* What needs to be done: Lines from the first one down to the one containing "This makes the" in the data below are the only ones needed; please return them exactly, both ends included.

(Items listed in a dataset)
PR #1783, opened 2022-03-23
docs: Support staging multiple branches, remove docs front page

ozamosi:
This makes the staging do actual staging - that is, for this branch, the docs are in https://staging.docs.gitops.weave.works/docs-per-branch

This also adds a little status update, which you can see by scrolling through the checks in the PR and clicking on Details for "Doc site preview" that takes you to that specific URL.

This finally removes the front page of the docs, and replaces it with a redirect to the intro. I needed to make a docs change to trigger the docs pipeline to see that the previous changes worked, and this was something @sympatheticmoose specifically requested.


sympatheticmoose:
thanks @ozamosi !

SamLR (approved):
I'm not keen on the `sed` use to rewrite the config file but I'm not sure there's a better option.

I'm also a little confused by the pre-existing 'if yarn then yarn else npm` build step but I'm inclined to leave it.

Issue #1761, opened 2022-03-21
Unable to scroll tables resulting in missing information


sympatheticmoose:
We appear to have lost the ability to scroll vertically or horizontally when viewing i.e. an application detail view.

Testing using main on MacOS with chrome

PR #1790, opened 2022-03-23
Allow overflowed data to scroll

joshri:
Closes: #1761 

Fixes various spacing issues, and removes overflow: hidden from the body to allow overflowed pages to scroll. Adjusts nav and content to match.

### DIFF
--- a/ui/components/AutomationsTable.tsx
+++ b/ui/components/AutomationsTable.tsx
@@ -46,23 +46,23 @@ function AutomationsTable({ className, automations, hideSource }: Props) {
         );
       },
       sortValue: ({ name }) => name,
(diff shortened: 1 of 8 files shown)


joshri:
There is a design question here @bia: Do we want the page content to actually fill the page? Or be as tall as it needs to be? It helped me get the nav to match to have everything fill the page but it's different from what it was before. Here's a screenshot: 
image

bia:
What is the behaviour here? Columns scroll horizontally?
It would really make sense for rows to get taller to display the full text without scrolling if there are only two rows.

jpellizzari (approved):

PR #2185, opened 2022-05-20
Return Available Versions for Profiles in descending order

AlinaGoaga:
Changes the ordering returned for available versions for a given profile.
1. Sort available versions by semver instead of alphanumeric so 0.16.0 comes after 0.2.0
2. Sort descending, so that most interesting (recent) versions are shown first by ui/cli displays.


AlinaGoaga:
Fixed in https://github.com/weaveworks/weave-gitops-enterprise/pull/801/files

foot (approved):

ozamosi (approved):

PR #2188, opened 2022-05-23
Table doesn't rerender when data becomes available in Applications and Sources

AlinaGoaga:


foot:
Closing in favour of #2191

PR #2189, opened 2022-05-23
Handle empty filter dialog options + adjust font sizes

### LINKED ISSUE #2164: [UI] Change table font styles
Follow-up on #2147 

The column headings (Name, Type, Namespace..) should be `14px`, not `18px` and the table content (body text) should also be `14px` instead of `16px`.

There are 3 general sizes : `12px`, `14px`, and `20px`
Screenshot 2022-05-12 at 16 08 20

joshri:
Closes #2164

Filter dialog should not render a checkbox on categories with no options (from #2147) :
image

Also adjusts global font sizes according to #2164


opudrovs (approved):
LGTM. 👍

PR #2190, opened 2022-05-23
Fix helmChart error

opudrovs:
Based on @jpellizzari 's suggestion to add optional chaining.

Accessing properties of undefined objects breaks UI when testing locally and on many pages in staging.

Screenshot 2022-05-23 at 13 08 54


jpellizzari (approved):
LGTM 👍

PR #2191, opened 2022-05-24
Fixes an issue where initial filter is set to the initial data

foot:
- This Fixes a small issue in the filtering, where the initial filter state was derived from the initial data. E.g. if all Automations are "ready", the filtering is set to only show "ready" automations from then on.
- Also adds some sorting to the FilterDialog so the items don't jump around

Repro: 
1. load up automations page that should all be in Ready (important)
2. `flux reconcile helm-release weave-gitops`
3. Watch weave-gitops disappear as it transitions to Not Ready

### DIFF
--- a/ui/components/FilterDialog.tsx
+++ b/ui/components/FilterDialog.tsx
@@ -58,7 +58,11 @@ const FilterSection = ({ header, options, formState, onSectionSelect }) => {
         <ListItem>
           {options[0] && (
             <ListItemIcon>
-              <Checkbox checked={all} onChange={handleChange} id={header} />
+              <Checkbox
+                checked={Object.keys(formState).length === 0 ? false : all}
+                onChange={handleChange}
+                id={header}
+              />
             </ListItemIcon>
           )}
           <Text capitalize size="small" color="neutral30" semiBold>
--- a/ui/components/FilterDialog.tsx
+++ b/ui/components/FilterDialog.tsx
@@ -37,16 +37,12 @@ const SlideContent = styled.div`
 export const filterSeparator = ":";
 
 const FilterSection = ({ header, options, formState, onSectionSelect }) => {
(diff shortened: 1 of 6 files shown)


ui/components/FilterDialog.tsx
```diff
@@ -37,16 +37,12 @@ const SlideContent = styled.div`
...
-      .filter((key) => _.includes(key, header))
-      .every((key) => formState[key])
-      .value();
-    setAll(allChecked);
-  });
+  const all = _.chain(formState)
+    // get all relevant keys' current value
+    .keys()
+    .filter((key) => _.includes(key, header))
+    .every((key) => formState[key])
```
foot, line 44: `every` looks sus? 🤔

ui/components/FilterableTable.tsx
```diff
@@ -153,12 +156,15 @@ export function initialFormState(cfg: FilterConfig, initialSelections?) {
 
 function applySelections(
   filters: FilterConfig,
-  selections: FilterSelections
+  initialSelections: FilterSelections
 ): FilterConfig {
-  if (!selections) {
-    return filters;
```
foot, line 159: this was the bigger bug about filtering too heavily to the properties of the initial data set.

ui/components/FilterDialog.tsx
foot:
```
_.every([], () => true)
true
```

AlinaGoaga: Yeah... I've found it a bit difficult to get my head around it so rewrote it

AlinaGoaga:
Great stuff I see you also addressed the issue with the filters moving around and disabled those without options! Looking good :star2:

AlinaGoaga (approved):

PR #2197, opened 2022-05-24
Upgrade a couple of dependencies with security warnings

ozamosi:
I don't believe either is affecting us (we pulled in dgrijalva/jwt-go from mockoidc but that's test code, and docker/distribution had a vulnerability related to parsing OCI manifests which I don't think we do directly), but I also don't believe it hurts to stay up to date.


mnowster (approved):
Thank you @ozamosi , appreciate the effort, yes keeping up to date and not letting a backlog of these things grow again is 💯

PR #2200, opened 2022-05-24
Fix getting a helm release's inventory when using targetNamespace

### LINKED ISSUE #2132: /v1/helmreleases fails as HelmRelease release secret name is not always correct.
**Describe the bug**

Adding a `HelmRelease` to a repo with a `targetNamespace` **seems** to create a slightly different release secretName. I'm not sure if the targetNamespace is responsible for this.

Causing this pattern to fail:

https://github.com/weaveworks/weave-gitops/blob/862973dd3e98cc86ef569fcdbf0563f1daeb8f5f/core/server/helm_release.go#L100

and the entire response from https://localhost:8000/v1/helmreleases? to fail:

```json
{
"code": 2,
"message": "secrets \"sh.helm.release.v1.weave-policy-agent.v1\" not found",
"details": []
}
```

The secret is actually called `sh.helm.release.v1.policy-system-weave-policy-agent.v1`

The `policy-system` seems to be coming from the targetNamespace field?

```yaml
  targetNamespace: policy-system
```

- [ ] UI
- [x] Server

Severity
- [ ] `severity/Major`: Weave Gitops functionality or a key feature is broken. There is a workaround, but the workaround requires significant effort.
- [x] `severity/Minor`: A non-key feature or functionality is broken. There is a fairly straightforward workaround.
- [ ] `severity/Low`: Doesn’t affect primary flow/functionality but would be good to fix.

**Environment**
 - Weave-Gitops Version 0.8.1-rc.1

ozamosi:
This just uses flux's built-in methods to use the correct
namespace/release name, instead of us trying to get it right
ourselves.

This fixes #2132.

I've tested this by creating objects with various combinations of `targetNamespace`, `storageNamespace` and `releaseName` to see that it failed before and is succeeding now. There are no automated tests however, given that the logic now lives in flux.

### DIFF
--- a/core/server/helm_release.go
+++ b/core/server/helm_release.go
@@ -80,15 +80,9 @@ func (cs *coreServer) GetHelmRelease(ctx context.Context, msg *pb.GetHelmRelease
 }
 
 func getHelmReleaseInventory(ctx context.Context, helmRelease v2beta1.HelmRelease, c clustersmngr.Client, cluster string) ([]*pb.GroupVersionKind, error) {
-	storageNamespace := helmRelease.GetNamespace()
-	if helmRelease.Spec.StorageNamespace != "" {
-		storageNamespace = helmRelease.Spec.StorageNamespace
-	}
+	storageNamespace := helmRelease.GetStorageNamespace()
 
-	storageName := helmRelease.GetName()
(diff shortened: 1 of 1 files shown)


foot (approved):
Tested w/out the releaseName workaround mentioned in the issue and works great 👌

PR #2201, opened 2022-05-25
Fix listing Events for event types other than Kustomization

### LINKED ISSUE #2175: Helmreleases missing events
**Describe the bug**

Helm release objects are missing events in Applications sub page. Kubectl commands show events that are not reflected for helm releases on the UI

**Environment**

- Weave-Gitops Version = v0.8.1-rc.4
- Flux Version = v0.30.2
- Kubernetes version = v1.23.4

**To Reproduce**

1. Go to UI dashboard
2. Click on a helm release object
3. Navigate to subpage and click on `Events` tab
4. See empty list

**Expected behavior**

Events relating to the helm release object should be visible.

**Actual Behavior With Screenshots**

﻿

ozamosi:
The frontend hard-coded to only search for Kustomization events. That
was wrong.

Instead of hard-coding strings on the frontend to stuff into
    ObjectReference, this re-uses the SourceRef object that we use
    everywhere else. This works fine, except for 2 things: first,
    SourceRef is a confusing name for something that can now reference any
    object, so rename the message to ObjectRef. Second, the name is
    "KindKustomization" rather than "Kustomization", so remove the prefix - the transformation
    isn't ideal, but at least the interface between backend and frontend
    now uses types.

This fixes #2175


core/server/types/helmrepository_test.go
```diff
@@ -34,7 +34,7 @@ func TestHelmRepository(t *testing.T) {
 			&pb.HelmRelease{
 				HelmChart: &pb.HelmChart{
 					Name: "-",
-					SourceRef: &pb.SourceRef{
+					SourceRef: &pb.ObjectRef{
 						Kind: -1, // This is invalid?
```
chanwit, line 38: Not related to your changes, but this can be `pb.FluxObjectKind_KindHelmRepository` instead of -1:
```
				HelmChart: &pb.HelmChart{
					Name: "-",
					SourceRef: &pb.ObjectRef{
						Kind: pb.FluxObjectKind_KindHelmRepository,
					},
				},
```

ozamosi: Yeah, it's a bit weird - https://github.com/weaveworks/weave-gitops/blob/main/core/server/types/utils.go#L11 seems to generate schema-violating values if the input is "unexpected". I wonder if it'd be worth adding a FluxObjectKind value which is Unknown, so nothing crashes in these kind of cases :thinking:

PR #2203, opened 2022-05-25
Fix syncing sources

### LINKED ISSUE #2179: Helm release cannot be synced via sync button
**Describe the bug**

Helm release object cannot be synced from UI via sync button; the action produces an error message

**Environment**

- Weave-Gitops Version = v0.8.1-rc.4
- Flux Version =  v0.30.2
- Kubernetes version =  v1.23.4

**To Reproduce**

1. Go to UI and click on ww helm-release object
2. Navigate to sub page
3. Click on sync button

**Expected behavior**

Successful sync message should pop up

**Actual Behavior With Screenshot**

ozamosi:
This fixes two copy-paste errors, plus removes one API request that we
don't need to do.

There fixes two copy-paste errors (chart vs repository, name vs
    key).
    
This also removes a redundant extra request to read the source a
    second time - the first thing requestReconciliation does is to read
    the object again, and then use the result.
    
Finally, this does a bit of renaming for
    consistency. types.NamespacedName and client.ObjectKey are the same
    type, but we used both names, and thus we were using `name` for the
    source key, and `key` for the automation name. Use `client.ObjectKey`
    everywhere instead.

This fixes #2179.

### DIFF
--- a/core/server/internal/adapters.go
+++ b/core/server/internal/adapters.go
@@ -141,7 +141,7 @@ func (obj HelmRepositoryAdapter) AsClientObject() client.Object {
 }
 
 func (o HelmRepositoryAdapter) GroupVersionKind() schema.GroupVersionKind {
-	return sourcev1.GroupVersion.WithKind(sourcev1.HelmChartKind)
+	return sourcev1.GroupVersion.WithKind(sourcev1.HelmRepositoryKind)
 }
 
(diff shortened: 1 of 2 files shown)


chanwit (approved):
LGTM 
thank you so much @ozamosi :1st_place_medal:

PR #2205, opened 2022-05-25
Fix the template for TFTemplate

Skarlso:
The template name changed on the last commit, but we didn't reflect that in this PR.

This is a fix to change that to the more recent name of the template.


chanwit (approved):
LGTM
Thank you so much @Skarlso :1st_place_medal:

PR #2206, opened 2022-05-25
Fix snyk, fix build

ozamosi:
#2204 broke the merge pipeline, because it checked in incorrect javascript lock files - revert those bits.

However, it didn't break the PR pipeline, because snyk isn't properly distinguishing between "couldn't read" and "found issues" when run in `--all-projects` mode - replace that with spelling out all projects manually.


mnowster (approved):
for expediency of not having broken main, will raise seperate team issue for permissions of how this happened with a core maintainer being involved in a review/merge.

PR #2232, opened 2022-05-27
update `get clusters` to use the new endpoint

sarataha:
Closes #weaveworks/weave-gitops-enterprise#869

**What changed?**
Updated `RetrieveClusters()` to use `/v1/clusters` endpoint for listing clusters

**Why was this change made?**
Endpoint changed in EE 

Manually tested it + unit tests


foot:
Ah! Maybe we have to tweak it a little bit actually. pullRequest is no longer there for example. So we should remove that from the output too.

Might be some other slight changes to response types / field names.

foot (approved):
Tested locally too! Works great. 👌

PR #3308, opened 2023-01-25
Adds more debug logging to help figure out OIDC/RBAC issues

foot:
**What changed?**

- We log out the namespaces we've guessed a user has access
- Include user a bit more in the logs too
- Remove "attempt to read token from auth header" as its not that useful

**Why was this change made?**

Make it easier to debug why things may be missing on the apps/sources etc pages

Adding more logging

Manually

**Release notes**

**Documentation Changes**

### DIFF
--- a/core/clustersmngr/factory.go
+++ b/core/clustersmngr/factory.go
@@ -13,6 +13,7 @@ import (
 	"github.com/hashicorp/go-multierror"
 	"github.com/prometheus/client_golang/prometheus"
 	"github.com/weaveworks/weave-gitops/core/clustersmngr/cluster"
+	"github.com/weaveworks/weave-gitops/core/logger"
 	"github.com/weaveworks/weave-gitops/core/nsaccess"
 	"github.com/weaveworks/weave-gitops/pkg/featureflags"
 	"github.com/weaveworks/weave-gitops/pkg/server/auth"
@@ -382,6 +383,8 @@ func (cf *clustersManager) updateNamespacesWithClient(ctx context.Context, creat
 		}
 	}
 
+	cf.log.V(logger.LogLevelDebug).Info("Updated namespaces cache", "namespaces", clusterNamespacesLogValue(cf.clustersNamespaces.namespaces))
+
 	opsUpdateNamespaces.Inc()
 
 	return result.ErrorOrNil()
@@ -589,13 +592,17 @@ func (cf *clustersManager) userNsList(ctx context.Context, user *auth.UserPrinci
 		if err != nil {
 			// This may not completely fail the request, e.g. if some of the clusters
 			// are able to respond with their namespaces. So log the error and continue.
-			cf.log.Error(err, "failed updating namespaces from user client")
+			cf.log.Error(err, "error updating namespaces from user client", "user", user)
 		}
 	}
 
 	cf.UpdateUserNamespaces(ctx, user)
 
-	return cf.GetUserNamespaces(user)
+	userNamespaces = cf.GetUserNamespaces(user)
+
+	cf.log.V(logger.LogLevelDebug).Info("Updated namespace access cache for user", "userNamespaces", clusterNamespacesLogValue(userNamespaces), "user", user, "ttl", userNamespaceTTL.String())
+
+	return userNamespaces
 }
 
 func (cf *clustersManager) getOrCreateClient(ctx context.Context, user *auth.UserPrincipal, cluster cluster.Cluster) (client.Client, error) {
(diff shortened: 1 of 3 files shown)


pkg/server/auth/jwt.go
```diff
@@ -74,8 +74,6 @@ func NewJWTAuthorizationHeaderPrincipalGetter(log logr.Logger, verifier tokenVer
 }
 
 func (pg *JWTAuthorizationHeaderPrincipalGetter) Principal(r *http.Request) (*UserPrincipal, error) {
-	pg.log.Info("attempt to read token from auth header")
```
bigkevmcd, line 77: This could be a debug level one, and we should ensure that all the `Principal` implementations have very similar calls so we can see what we're trying to do to authenticate.

core/clustersmngr/factory.go
```diff
@@ -589,13 +592,17 @@ func (cf *clustersManager) userNsList(ctx context.Context, user *auth.UserPrinci
...
+			cf.log.Error(err, "Error updating namespaces from user client", "user", user)
 		}
 	}
 
 	cf.UpdateUserNamespaces(ctx, user)
 
-	return cf.GetUserNamespaces(user)
+	userNamespaces = cf.GetUserNamespaces(user)
+
+	cf.log.V(logger.LogLevelDebug).Info("Updated namespace access cache for user", "userNamespaces", clusterNamespacesLogValue(userNamespaces), "user", user, "ttl", userNamespaceTTL.String())
```
makkes, line 603: This reveals sensitive information (user names) in the logs. I don't know if this is even a problem but wanted to make sure this is a deliberate decision. 🙂

makkes (commented):
Love the additional styling guidelines! ✨ Just a small question.

core/clustersmngr/factory.go
davidstauffer: Interesting points!
Likely the group is the more relevant information for debugging. We should start with the group instead of the user. Besides that, its probably a great idea to have somewhere in the docs a note about what information related to the user we log.

foot: https://github.com/weaveworks/weave-gitops/issues/3318

core/clustersmngr/factory.go
```diff
@@ -631,5 +641,22 @@ func (cf *clustersManager) getOrCreateClient(ctx context.Context, user *auth.Use
 
 	cf.usersClients.Set(user, cluster.GetName(), client)
 
+	log.V(logger.LogLevelDebug).Info("Client created and added to cache")
+
 	return client, nil
 }
+
+// Format the namespaces as a map[clusterName][]namespacesNames
```
bigkevmcd, line 649: Will this scale?

What if you have 100+ namespaces? 1000+ ?

For clarity, 1000+ is not uncommon

pkg/server/auth/auth_test.go
```diff
@@ -385,7 +385,7 @@ func TestUserPrincipal_String(t *testing.T) {
 	// principal is logged out.
 	p := auth.NewUserPrincipal(auth.ID("testing"), auth.Groups([]string{"group1", "group2"}), auth.Token("test-token"))
 
-	if s := p.String(); s != `id="testing" groups=[group1 group2]` {
+	if s := p.String(); s != `id="testing" groups=[group1 group2] tokenLength=10` {
 		t.Fatalf("principal.String() got %s, want %s", s, `id="testing" groups=[group1 group2]`)
```
bigkevmcd, line 389: This hasn't been updated...time to extract to a string and compare :-)

pkg/server/middleware/middleware.go
```diff
@@ -87,7 +87,7 @@ func WithProviderToken(jwtClient auth.JWTClient, h http.Handler, log logr.Logger
 		tokenSlice := strings.Split(tokenStr, "token ")
 
 		if len(tokenSlice) < 2 {
-			log.V(logger.LogLevelDebug).Info("missing or invalid token.")
+			log.V(logger.LogLevelDebug).Info("missing or invalid git-provider-token.")
```
bigkevmcd, line 90: Could we improve this with the guidance above?

https://github.com/weaveworks/weave-gitops/pull/3308/files#diff-1ea5dccd5193cc193367354f068acde964eb10df67d3201f7cd63b0757aaecf5R73

core/clustersmngr/factory.go
foot: Good question. For the scenarios we've been exploring ~10-15 namespaces its been a real help. But for 1000 I guess some part of your logging system might get grumpy.

```
{ "myCluster": { "namespaces": ["foo", "bar"], "totalCount": "3" } # show a sensible N namespaces and report the total count
```

I don't know if the structured logging has nested structures in mind..

The count alone would still be useful.

pkg/server/auth/auth_test.go
foot: Yes! I support we still have `.String()` as a "fallback" (?), to protect the token in case someone accidentally mis-uses and dumps it out, however its a pointer now so I'm not sure if thats a problem anymore. Will test.

We could implement `MarshalLog` to return a struct for logging though.

bigkevmcd: We could implement `MarshalLog` the pointer on the token is to guard against accidental leakage, something printing out a Principal, perhaps bad error handling for example?

foot: > time to extract to a string and compare

Ah I see what you meant, good catch.

LappleApple:
@foot Is this still in progress?

Issue #3313, opened 2023-01-27
Get Session Logs endpoint returns an error instead of log data


opudrovs:
The following error is returned by the Get Session Logs OSS endpoint when testing it from both enterprise (recommended) and directly in OSS, even thought a GitOps Run session is running:

<img width="1527" alt="Screenshot 2023-01-27 at 12 56 32" src="https://user-images.githubusercontent.com/8824708/215085761-85c08143-ec84-4fc1-99db-1df37f0667af.png">

Testing:

The enterprise PR to test the issue:
https://github.com/weaveworks/weave-gitops-enterprise/pull/2283

- To run the session, I use the following command in the podinfo directory:
```
gitops beta run ./deploy/overlays/dev --timeout=3m --port-forward namespace=dev,resource=svc/backend,port=9898:9898
```

The session is displayed in the list of GitOps Run sessions but a vcluster is not displayed in the list of vclusters.

- Please replace the following hardcoded values in the `GitOpsRunDetail` component with appropriate values:

```
const { isLoading, data, error } = useGetLogs({
    namespace,
    sessionId: 'run-master-fdd0a0b7',
    clusterName: 'default/run-master-fdd0a0b7',
  });

  console.log('logs:');
  console.log(data);
```

- To show the `GitOpsRunDetail` component, please run a GitOpsRun session and click on the session's name in the list of sessions.

opudrovs:
I mean except for getting their logs. Links to object detail pages work for the sessions.

opudrovs:
Also added commented out previous args next to current hardcoded args passed to the GetSessionLogsRequest.

chanwit:
do we still need this ticket?
It's not blocking us any more.

chanwit:
^- cc @opudrovs

opudrovs:
But the GetSessionLogs endpoint is not working on the frontend. We are not able to use it.

chanwit:
ok let's keep it.

chanwit:
To set up the dev env for testing the session endpoint:

```
make gitops
make install
gitops beta run --no-session ./deploy/overlays/dev/

# create kind with local registry
make local-kind-cluster-with-registry

# tilt up
tilt up
```

Then go to https://localhost:9001

To test the session_logs endpoint, use:

```
curl ... -d '{"namespace":"flux-system","clusterName":"Default"}'
```

PR #3314, opened 2023-01-27
Return timestamp, source, level and message in GitOps Run log endpoint

### LINKED ISSUE #3280: Return timestamp, source, level and message in GitOps Run log endpoint
Currently, the get-session-logs endpoint returns logs as an array of strings, which is not enough to be used by the front end.

We should return logs as an array of tuples, each of which contains
- timestamp (standard logging format)
- source (the source of the log - it would be "gitops-run-client" to indicate that the log is from the GitOps Run console, or "$namespace/$resource" to indicate that it's from pods of the resource (e.g. deployment, statefuleset, daemonset, etc)
- level (the logs level) they are 3 levels, "info", "warning" and "error".
- message (the log itself)

opudrovs:
Closes #3280

- Added the `LogEntry` structure to the `GetSessionLogsResponse` type.

- Ran `make proto`.

- Added collecting data for `Log` structure fields.

- Added marshaling session log data to JSON.

- Added unmarshaling log entries from JSON in the `GetSessionLogs` endpoint.

- Updated integration tests for `GetSessionLogs`.

Testing:
I just updated integration tests for the `GetSessionLogs` endpoint for now. Unable to test it in the UI because of https://github.com/weaveworks/weave-gitops/issues/3313 But for the scope of this ticket automated tests should work fine.


pkg/logger/s3_log_writer.go
```diff
@@ -36,13 +40,38 @@ func CreateBucket(minioClient *minio.Client, bucketName string) error {
...
+	if len(msg) > 0 {
+		if strings.HasPrefix(msg, "✗ ") {
+			level = "error"
+		} else if strings.HasPrefix(msg, "⚠️ ") {
+			level = "warning"
+		}
+	}
+
+	result := &pb.LogEntry{
+		Timestamp: now.Format(time.RFC3339),
```
chanwit, line 56: :+1:

pkg/logger/s3_log_writer.go
```diff
@@ -36,13 +40,38 @@ func CreateBucket(minioClient *minio.Client, bucketName string) error {
 }
 
 func (l *S3LogWriter) putLog(msg string) {
+	now := time.Now()
+
+	level := "info"
+
+	if len(msg) > 0 {
+		if strings.HasPrefix(msg, "✗ ") {
```
chanwit, line 48:
```suggestion
		if strings.HasPrefix(msg, "✗") {
```
without the space would be just fine :-)

pkg/logger/s3_log_writer.go
```diff
@@ -18,6 +21,7 @@ type S3LogWriter struct {
 
 const SessionLogBucketName = "gitops-run-logs"
 const PodLogBucketName = "pod-logs"
+const SessionLogSource = "gitops-run-client"
```
chanwit, line 24: :+1:

chanwit (commented):
LGTM in general!

Will do the second round when it's ready.

pkg/logger/s3_log_writer.go
opudrovs: Removed the space :)

opudrovs: And in the other place too.

pkg/logger/s3_log_writer.go
opudrovs: I wasn't sure which timestamp format you need for this endpoint, so copied it from the timestamp field in another endpoint. Glad it is OK.

chanwit (approved):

* Written answer:
PR #1783, opened 2022-03-23
docs: Support staging multiple branches, remove docs front page

ozamosi:
This makes the staging do actual staging - that is, for this branch, the docs are in https://staging.docs.gitops.weave.works/docs-per-branch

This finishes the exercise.